﻿ Zhang Jiping Talks about Group Theory-天津大学数学学院

# Zhang Jiping Talks about Group Theory

2020-09-18 15:48

On the morning of September 18, 2020, Professor Zhang Jiping was invited to the Peiyang Maths Forum to give the first math class for the freshmen of the School of Mathematcs on group theory. Zhang Jiping, a professor of Peking University and academician of Chinese Academy of Sciences.

“The greatest joy of communicating with students is that can learn something from each other.” Professor Zhang’s openning rematks brought him closer to the audience. The temperament of a mathematician often complements the characteristics of his research direction. He hoped that the students can learn about more knowledge beyond group theory under the discussion of group theory.

Zhang Jiping started his lecture with the origin of the Chinese character "群" and its related ancient writings. He said that many people think of mathematics research as a solitary meditation. However, mathematics today can not be defined by old concepts. It needs more people to work together. Unity and teamwork are the spirit of group theory as well as the temeramenrt and style of group theorists.

So what is the strict definition of “group” in mathematics? Zhang Jiping wrote down the equations on blackboard and explained them in detail. A group is a set with an operation, which satisfies the associative law, and has a unit element, each of which has an inverse element. The origin of the concept of “group” is mainly derived from the famous genius mathematician Galois who considered solving questions with the root of an equation in unary higher order algebra. Galois creatively related questions to the groups consisting of all permutations of the root set of the equation .

If G is a finite group and HÌG is a subgroup, then according to Lagrange's theorem, we have |H|||G|. So naturally, the notion of a subgroup is associated with the factors of integers and the quotients of integers induce the so-called quotient groups.

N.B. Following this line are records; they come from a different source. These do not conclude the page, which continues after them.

PR #982, opened 2017-12-21
EPUB 3.0.2

dauwhe:
I've created a rough and incomplete version of EPUB 3.0.2, based on the [Google Doc](https://docs.google.com/document/d/1r2RbLipc5VY3vUp_iuPak3oaNxI5BF9gJ5s-98qsmEY/edit) and using EPUB 3.1 as a starting point. My goal was to have something to look at, discuss, and file issues against.

I think there's a meta-issue on how to communicate to authors, reading systems, and validators the status of features restored only for backward compatibility. I want to avoid new content being authored with 'bindings' or 'switch' or 'trigger'. I've put warnings at the beginning of these sections, and even applied a background color to the entire sections. 

I also wonder if we need a more granular approach than the current categories of deprecated, superseded, and superseded and marked for removal. I know I found these confusing enough that I had to create a table :)

I hope we can also have a broad conversation within our entire community about the changes proposed. 

Note I haven't yet created a more formal "changes from 3.1" document, but that's a top priority.


murata2makoto:
Thank you,  It appears that OCF has not been updated yet.

mattgarrish:
A document or wiki that explains why this revision is happening would also be useful. The technical details are important when it comes to patching the specs, but the first thing you want to know when you hear of a change like this is why it's necessary to do and what impact it has (e.g., what does "withdrawn" mean wrt 3.1).

murata2makoto:
@mattgarrish  Is [EPUB 3.0.2 Proposal ](https://docs.google.com/document/d/1r2RbLipc5VY3vUp_iuPak3oaNxI5BF9gJ5s-98qsmEY/edit) what you want? Dave already referenced it.

Since 3.1 is merely a W3C member submission, it has no official status and thus cannot be withdrawn.  But the EPUB CG and the Publishing Business Group might want to say that 3.1 should not be used.  In ISO, I hope to see EPUB 3.0.2 as a collection of International Standards.

mattgarrish:
I don't see it serving the purpose I mentioned, no, or it doesn't provide any specific rationale for why this is being done that I spotted; only technical details of what 3.0.2 might look like.

When someone asks why 3.1 is being abandoned, for example, what are the answers? Is there a business case that spells out the advantages? I'd like to avoid the appearance that this is a capricious change, as I can see it frustrating people who are already anticipating or working toward 3.1 support (and providing ammo to the detractors of the format).

I also think we need to be clear about 3.1 support (or lack thereof), too. It's going to be very confusing that a higher numbered standard is not the most recent or supported version if it lingers on. It may look like it lives on in parallel, like 2.0 and 3.0 already do.

murata2makoto:
I believe that  no EPUB 3.1 publications have been sold, since epubcheck does not support it.  I think that this is enough to make people doubt Publishing@W3C.

The biggest adopter of EPUB 3 is Japanese publishers.  They think that business advantages of EPUB 3.1 are negligible while the cost of using EPUB 3.1 together with EPUB 3 is significant.  Thus, migration to 3.1 will not happen in Japan.  Who will then use EPUB 3.1?

As I wrote before, the version number EPUB 3.1.X will invite skepticism from Japan.  EPUB 3.0.2 has already received a number of hoorays from Japanese users.

mattgarrish:
And epubcheck is not likely to support 3.0.2 any time soon, either, which has nothing to do with the format and everything to do with the lack of available resources.

Revoking a specification is more than just an incremental change, so we should provide clarity and transparency on the issue. If there's a strong and clear case, it should be easy to create a document that details the rationale for everyone. That's what I'm asking for, not a discussion here.

murata2makoto:
OK.  I added a section "Rationale" to the EPUB 3.0.2 Proposal.

laudrain:
I completely agree and support. 
@Makato: shouldn't we add something on the difficulty to bring EPUB3.1 to ISO ?

dauwhe:
> Thank you, It appears that OCF has not been updated yet.

I've updated version numbers in OPF, and changed a reference to a package version attribute from 3.1 to 3.0. But my understanding is that no substantive changes to OCF were proposed.

therealglazou:
Are we seriously going to revive @refine and all the incredible crap that were turning implementors' lives into hell ? Seriously ?

murata2makoto:
@therealglazou
Yes, seriously.

matt-curtis:
@murata2makoto Wow, that sounds terrible (even though I've already implemented it, it was no joy at all.) What's the rationale for changing this?

Also, where was the intent to rollback to a "3.0.2" announced? What's the plan for handling 3.1, then? (I'm aware those are versions of the questions announced above.) Lastly, if I want to stay updated on decisions like these, is this the best place to do so?

murata2makoto:
I will provde more details tomorrow, but there are too many EPUB3 publications
 that heavily use ＠refines and this is extremely unlikely to change.

mattgarrish:
@matt-curtis What I've come to understand is that this is still only a proposal; no actual revision has begun. I believe a more formal announcement/process for carrying this out will be coming in the new year. If you haven't joined the community group, I'd suggest doing that.

murata2makoto:
On 2016-01-15, Digital Publishing Initiatives Japan Co., Ltd.  had 294,275 commercial EPUB3 publications.  All of them heavily use @refine.  More about this, see the EBPAJ guideline and examples, which are in a [ZIP file](http://ebpaj.jp/cmspage/wp/wp-content/uploads/2015/04/ebpaj_epub3guide_ver1.1.3-en-1.zip).  

New versions incompatible with these EPUB3 publications will be rejected by the Japanese market. 

(Markus wrote "in education US, use of refines heavily in their production".  See https://docs.google.com/document/d/1OoepgLPldn0V1dehA4ldzoJLeppQtfYkUQA3vUdOD8Y/edit?ts=56f15ecc)

mattgarrish:
If you're going to try and add the 3.1 attributes into 3.0, we need to be serious about support for new features before a specification can become a recommendation (something we should do regardless). If we can't guarantee support, we're just taking a bad situation and making it worse.

We also shouldn't release standards until we can validate them.

We may not have to follow strict W3C procedures, but if we want to improve people's faith in our standards there are processes we should start following.

murata2makoto:
One solution is to drop 3.1 attributes from 3.0.2.

But I think that IDPF was not serious about support when it shipped EPUB 3.1.

mattgarrish:
Speaking of no support, we should also remove specific mention of the satellite specs from epub, with the possible exception of CFI. And take alt style tags out of the core, where it never belonged.

They're zombies that linger on without prospects for support. They also aren't likely to be workable with EPUB 4.

GarthConboy:
To be clear, EPUB 3.0.2 is a proposal, as discussed in the initial document [here](https://docs.google.com/document/d/1r2RbLipc5VY3vUp_iuPak3oaNxI5BF9gJ5s-98qsmEY/edit?ts=5a2aaeea#).  A number of us (myself, Makoto, DaveC) hope to have the effort become an official effort of the EPUB CG; a discussion to be taken up early next year.  But, at this stage, it's simply a proposal along with some early prototyping effort.

therealglazou:
Let me summarize my point of view: you're proposing to dive into a deep mess standards-wise only because EPUB does not have a clear versioning system reflected in an attribute immediately reachable somewhere in container.xml or even better in the mimetype so you can't make a clear difference between 3.0, 3.0.1 and 3.1, something I told the IDPF EPUB WG multiple times quite long ago? I think you're using a steamroller to kill an ant here ; we could add such an attribute to the almost unused EPUB 3.1 and then have that trivial discrimination between 3.0.x and 3.1 for a much cheaper price.

therealglazou:
It also clearly indicates that the old IDPF process releasing specs without interoperable implementations was not and is not workable any more. 3.1 came too early after 3.0.1 (I said it too), tried to fix things that should *never* have made it to 3.0 that was itself released without implementations. AFAIC, BlueGriffon has three different processors for EPUB (2.x, 3.0.x and 3.1) and this is not understandable for users. It's also hell from an implementor's point of view. EPUB is, in my opinion, a dead end because it's vastly suboptimal and expensive to implement in production chains. We need to rethink publications from the ground up, *strictly* based on Web standards and getting rid of extra xml dialects, implementing extensibility mechanisms but starting with a restricted target for a Level 1. The current situation is clearly not workable long-term.

therealglazou:
FWIW, metadata refinement through the `refines` attribute has always been a very bad mechanism and remains a very bad mechanism. Getting rid of it was A Good Thing™️.

therealglazou:
FWIW the [E0 proposal](http://www.glazman.org/weblog/dotclear/index.php?post/2017/01/17/E0)

murata2makoto:
@therealglazou To me, the most important thing is to have a maintained specification for commercial EPUB3 publications in the world.  Even if a future attribute or a version attribute value different from "3.0" announces a new version of EPUB (or EPUB 3.1), such a version has no impacts on existing EPUIB3 publications.

murata2makoto:
@therealglazou Re: The current situation is clearly not workable long-term.

I agree that publication@W3C still has a lot to learn before it becomes a reliable standardization committee.   But my goal now is to ensure the longevity of existing EPUB3 publications. 

Getting rid of bad mechanisms would be nice if it is possible.  I am sure that you have a lot of experiences here.

therealglazou:
> Getting rid of bad mechanisms would be nice if it is possible. I am sure that you have a lot of experiences here.

Anything based on ID/IDREF inside a single instance should be presumed harmful. There are cases where it's not, but they're quite rare. In the vast majority of cases, the fact the ID has to be chosen by the user or machine-generated triggers an editability issue. Here, in the case of refinements, we even have nested refinements: one can refine a refinement. That's overkill.

murata2makoto:
@therealglazou  I am not saying that refines is a good thing.  I know that it is a last minute hack.  But longevity of hundreds of thousands EPUB 3 publications containing refines is more important than anything else.

therealglazou:
>  But longevity of hundreds of thousands EPUB 3 publications containing refines is more important than anything else.

Don't misunderstand me, Murata-san, I agree with you. But an ecosystem like EPUB leading to a large publishers' group (the JP publishing industry) saying the recent 3.1 effort was worthless and we should move from 3.0.1 and not 3.1 is a major failure signal for the EPUB world and its parent Standards body.

matt-curtis:
@murata2makoto This is what I find confusing, and please excuse my ignorance/naivety: Why is the fact that ePub 3.1 drops refines a problem? Yes, it makes things more work for reading system implementors and parsers, especially the more breaking changes there are (like refines), but isn't that the nature of the beast - didn't the specification always recommend as much backwards compatibility as possible? ePub 3.1 doesn't automatically mean that all ePub 3.0.1 publications have to be re-released as 3.1, and should work just fine in readers that already have 3.0.1 support, no?

@mattgarrish Thanks for the information!

murata2makoto:
@matt-curtis EPUB 3.1 provides negligible business advantages over 3.0.1 but requires non-negligible adoption costs.  Japanese publishers, the biggest adopter of EPUB 3 in the world, say so and reject it.  As of now, nobody uses EPUB 3.1.    EPUB 3.1 is very unlikely to be adopted by the market.  Slightly-different-yet-incompatible EPUB 3.1 should not have been created.

You appear to think that the EPUB 3.0.1 ecosystem is not hampered by 3.1.  Yes, it is hampered.  First, ISO/IEC standardization of 3.1 would make every EPUB 3 publication non-conformant to ISO/IEC EPUB, since ISO/IEC recognizes the latest version only.  Second, bugs and editorial mistakes of 3.0.1 are not addressed.  Third, it is not clear if miscellaneous vocabularies, which were made clear in EPUB 3.1, are applicable to EPUB 3.0.1.

therealglazou:
> EPUB 3.1 provides negligible business advantages over 3.0.1 but requires non-negligible adoption costs. Japanese publishers, the biggest adopter of EPUB 3 in the world, say so and reject it. As of now, nobody uses EPUB 3.1. EPUB 3.1 is very unlikely to be adopted by the market. Slightly-different-yet-incompatible EPUB 3.1 should not have been created.
>
>You appear to think that the EPUB 3.0.1 ecosystem is not hampered by 3.1. Yes, it is hampered. First, ISO/IEC standardization of 3.1 would make every EPUB 3 publication non-conformant to ISO/IEC EPUB, since ISO/IEC recognizes the latest version only. Second, bugs and editorial mistakes of 3.0.1 are not addressed. Third, it is not clear if miscellaneous vocabularies, which were made clear in EPUB 3.1, are applicable to EPUB 3.0.1.

Excellent arguments, I must say. I understand. One naive question though: why didn't the Japanese publishing industry veto against 3.1 during its adoption process at IDPF with these precise arguments?

therealglazou:
FWIW, i wrote the following a year ago:

> metadata fun, as always with every EPUB spec. Implementing refines in 3.0 was a bit of a hell (despite warnings to the EPUB WG...), and it's gone from 3.1, replaced by new attributes. So no forwards compatbility, no backwards compatibility. Yet another parser and serializer for EPUB-compliant user agents.

murata2makoto:
We did send a [letter](https://docs.google.com/document/d/1LDmzu7HkFLqXqj-pO5Yx_CVVfEXGz8u81cf1pyCS7gk/edit) about our concerns.  In the IDPF EPUB WG, I strongly opposed to the decision of version="3.1" but I was the only.

therealglazou:
> We did send a letter about our concerns. In the IDPF EPUB WG, I strongly opposed to the decision of version="3.1" but I was the only.

No you were not. I said the same, and thought I was the only one too.

TzviyaSiegman:
@therealglazou and @murata2makoto This was not ignored. It was discussed in the EPUB WG and on GitHub. Please refer to https://github.com/w3c/publ-epub-revision/issues/695 and https://docs.google.com/document/d/152AO1a4FzVZwZs2wmJvbVxK5w9cXAJpCvk5NQOHAlFc/edit?usp=sharing. You may not be happy with the decisions, but they were made. @GarthConboy and @murata2makoto are attempting to create something of a patch to help JEPA and other communities. 

I share the concerns listed here (and over email) about backtracking on completed work. The EPUB WG voted on this issue and resolved to move forward despite JEPA's concerns about the version attribute. I do not think this is the best place to debate policy and bylaws of standards revision. I recommend calling a meeting of the EPUB 3 CG in the new year cc @RachelComerford and @dauwhe.

therealglazou:
> I recommend calling a meeting of the EPUB 3 CG in the new yea

As far as I can tell, EPUB 3.0.2 is not in-scope for the CG, charter-wise.

murata2makoto:
> > I recommend calling a meeting of the EPUB 3 CG in the new year
>
> As far as I can tell, EPUB 3.0.2 is not in-scope for the CG, charter-wise.

I have tried to make clear that maintenance of EPUB 2 and EPUB 3(.0.1) are in the scope of the CG.  Commitment to the maintenance of old standards is a must for a good standardization committee.

RachelComerford:
@dauwhe and I are happy to discuss this in the CG (which is charge with maintaining the existing standards, as @murata2makoto states above) in the New Year. As a representative of a publisher that has in fact been working on implementing 3.1, this conversation is of particular interest to me.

Analogous to prime numbers, there are so-called simple groups. Zhang Jiping emphasized that finding all prime numbers is a very difficult and unsolved problem. However, group theorists have obtained the famous classification theorem of finite simple groups through cooperation. The result was completed by more than 500 group theorists in over 2000 papers between 1954 and 1983. The second simplified version of the theorem is currently progressing well and is expected to be completed in 2023. This is an epoch-making result in honor of Feit and Thompson 60 years later, that is, any odd-order group is a solvable group.

This conclusion was published in the Pacific Journal of Mathematics in 1963, with a total of 255 pages, and was reported by The Times as the greatest mathematical theorem in contemporary times. Later, many people and even mathematics master Atiyah tried to simplify the theorem but failed. Although the simplification theorem failed, Atiyah's article left many important mathematical ideas to the younger generation. Professor Zhang told us that the ideas, the simplicity and beauty of the truly great mathematical theorems are worthy of our lifelong efforts to understand, appreciate, and gain inspiration.

Afterwards, Zhang Jiping put forward Thompson's conjecture, sowing the seeds for mathematical savants. Then he shared his views on the Monster Group and offered suggestions for learning abstract algebra. He emphasized that the development of mathematics nowadays is becoming more and more comprehensive. Although Algebra, analysis,and geometry are of unique characteristics of their own，students should not focus on a certain subject with great passion. And Mathematics should be regarded as a whole at the university level. For example, finding the roots of equations is an algebraic problem, solving the roots of a bunch of equations is a geometric problem, and approximating arbitrary functions with polynomials is analytical problem. Zhang drew an analogy between the shaolin Monks' martial arts and the basic mathematical skills training to illustrate the importance of diligence. Students must change their learning attitudes. The poor knowledge foundation cannot become an excuse forslacking off in basic skills training. As we know, there is no natural-born genius.

He said that for a mathematician, there's no better happy than holding a piece of chalk and turning a flash of inspiration into a jumble of mathematical symbols at his fingertips. And the meanwhile, it is only a prelude of mathematics research for the numerous students present here.